INSTITUTION OF OCCUPATIONAL SAFETY AND HEALTH
EDINBURGH BRANCH
134th Meeting (Annual General Meeting 2002) - Guest Speakers
Donaldson's College, Thursday 11 April 2002
GUEST SPEAKER: Mr. Malcolm Cant - Illustrated talk on Old Edinburgh
Old Edinburgh
Malcolm Cant took the first slot aiming as he stated to "entertain the members whilst their lunch went down". He said he had been asked to make a presentation to a very wide variety of audiences in the past, within almost as wide a variation of venues and most of the problems revolved around the issue of utilizing 35 mm slides and hence having to shut out the daylight. He felt however that the worst condition was being asked to present an illustrated talk on the 22nd June, at 12.00 midday to a group in a hospital in a conservatory. This resulted eventually in presenting his talk to a group of people, sat two across and about 50 deep all sat in a corridor, as this was the only way they could find to prevent the problems of too much daylight.

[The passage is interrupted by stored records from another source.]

PR #1758, opened 2019-06-19
update WIEN2k easyblock to support version 19.1 (REVIEW)

migueldiascosta:
easyconfigs PR coming soon

### DIFF
--- a/easybuild/easyblocks/w/wien2k.py
+++ b/easybuild/easyblocks/w/wien2k.py
@@ -46,7 +46,7 @@ import easybuild.tools.toolchain as toolchain
 from easybuild.framework.easyblock import EasyBlock
 from easybuild.framework.easyconfig import CUSTOM
 from easybuild.tools.build_log import EasyBuildError
-from easybuild.tools.filetools import extract_file, mkdir, read_file, rmtree2, write_file
+from easybuild.tools.filetools import apply_regex_substitutions, extract_file, mkdir, read_file, rmtree2, write_file
 from easybuild.tools.modules import get_software_root, get_software_version
 from easybuild.tools.run import run_cmd, run_cmd_qa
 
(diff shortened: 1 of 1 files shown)


easybuild/easyblocks/w/wien2k.py
```diff
@@ -261,11 +277,29 @@ def configure_step(self):
...
+                        'variant': 'elpa_openmp' if self.toolchain.get_flag('openmp') else 'elpa'}
+
+                    # find correct line number
+                    elpa_line = '0'
+                    elpa_dir = "%(root)s/include/%(variant)s-%(version)s" % elpa_dict
+                    elpa_find_dirs_cmd = 'find %s -mindepth 1 -type d -name "elpa*"' % elparoot
+                    (elpa_dirs, _) = run_cmd(elpa_find_dirs_cmd, log_all=True, simple=False)
+                    for num, line in enumerate(elpa_dirs.split('\n'), 1):
+                        if line == elpa_dir:
+                            elpa_line = str(num)
```
migueldiascosta: here I reproduce how the `siteconfig` script looks for elpa versions and variants in order to select the requested line number, but maybe there is a way to look at the script output instead of reproducing it?

boegel: @migueldiascosta Can you give an example of the output?

`run_cmd_qa` supports using a part of the question (e.g. a number specifying which option to use) as the answer, which is what we do need to do for WRF for example, that may come in useful here?
See https://github.com/easybuilders/easybuild-easyblocks/blob/master/easybuild/easyblocks/w/wrf.py#L199

migueldiascosta: the output (below) is not numbered...

so we need to look at the whole list in any case, but if we could do that on the actual output instead of reproducing it, it would be better

```
Checking for ELPA version ...
 More than one set of include files in your ELPA-ROOT directory. Pick one (enter line number) or enter 0 to manually specify a version!:
.../software/ELPA/2018.11.001-intel-2019a/share/doc/elpa
.../software/ELPA/2018.11.001-intel-2019a/include/elpa-2018.11.001
.../software/ELPA/2018.11.001-intel-2019a/include/elpa-2018.11.001/elpa
.../software/ELPA/2018.11.001-intel-2019a/include/elpa_openmp-2018.11.001
.../software/ELPA/2018.11.001-intel-2019a/include/elpa_openmp-2018.11.001/elpa
```

Of course, initially I tried replying `0` and providing the version manually, the problem is that it then asks "Is this correct? (Y,n):" *before* allowing to change and the answer to this question is already yes in the `qanda` list, and I wasn't able to differentiate this particular question (maybe `std_qa` can also help there, if it allows matching multiple lines?)

boegel: I think you can match with multiple lines using `qa` too.

The main difference with `std_qa` is that it supports using regular expression patterns for matching.

Why is it a problem if the `Is this correct` question is already answered with `yes` though?

migueldiascosta: w.r.t. to matching multiple lines, then I must have been doing something wrong, will try again

w.r.t. to `Is this correct`, it asks *before* we choose, so we need to answer `no` in order to choose the correct one...

but I'll have a better look and come back to this

Micket:
A complete oversight from me, I forgot about the block itself when approving, https://github.com/easybuilders/easybuild-easyconfigs/pull/8503

Sorry for this.

ocaisa:
@Micket Merging this on the basis of the tests you did for the easyconfig

migueldiascosta:
@Micket github should really support PR dependencies (meanwhile, if you were using `--merge-pr`, this might have helped: https://github.com/easybuilders/easybuild-framework/pull/2607)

Hence he felt the chance to make the presentation today in Donaldsons, where there were heavy curtains up to the windows, was in fact a real treat for him.
Introduction
The development of Edinburgh over the past few decades has seen quite considerable change some ups and some downs, but he aimed during his presentation to try and show some of the origins going back to the 16th century by use of picture of etchings and drawing as well as the picture taken in much later times, to show just how Edinburgh has developed
A tram
His first slide was of a tram, in an era reminiscent of the 1950s in Princes Street, outside "Forsyths". The picture was obviously taken by a transport fanatic, as the tram has pride of place and is possibly the only part in relative sharp focus. It included a "Transport controller" he was stood by the side of the tram with a white cap and a "stick" in his hand the "stick" was used to control the points in the tramway at Waverly Junction.
Jenners
This slide was of an advert for Jenners department store dating back to the 1908/1910 period. The speaker felt the same picture was possible to be taken now save for the transport in the picture a rather old motor carriage. The Jenners building had of course been in the news fairly recently for unsafe masonry, which is only to be expected when you consider the age of the building, for it unlike Donaldsons had not benefited from a full recent refurbishment.
Princes Street
Princes street looking east pre 1870 showed Nelsons column on the hillside in the distance, but did not contain the Balmoral Hotel building which was erected in 1902
Leith Street
Shakespeare Square in the 1814 period as depicted on an etching looking at the General Post Office, although the picture indicated it was at that stage the Theatre Royal. The next slide was from a similar position but now looking in the opposite direction with several trams in view and Registry House. A picture, which could not be taken now, as it, would now show the St James Centre at about the position occupied by one of the trams.
General Post Office
This showed the building during it original condition, not one to be repeated for some time now. It currently had problems of trees growing out of its roof and was generally covered in green mould. There is said to be a programme in hand to spend some £60 million gutting the content and converting it to modern offices. A second view in the same location had included the statute of the Duke of Wellington once described as The IRON Duke in BRONZE by STEEL
Edinburgh Castle
No set of slides would be complete without the obligatory image of the Castle, this image was taken off Calton Hill. The point of interest was the building in the foreground St Andrews House , which at that time was still Calton Jail, but has now been utilised as the seat of Government.
North Bridge
The slide showed the "Scotsman" building the site of the newspaper building the name can still be seen on the facade although the paper as moved out and it is now the Scotsman Hotel.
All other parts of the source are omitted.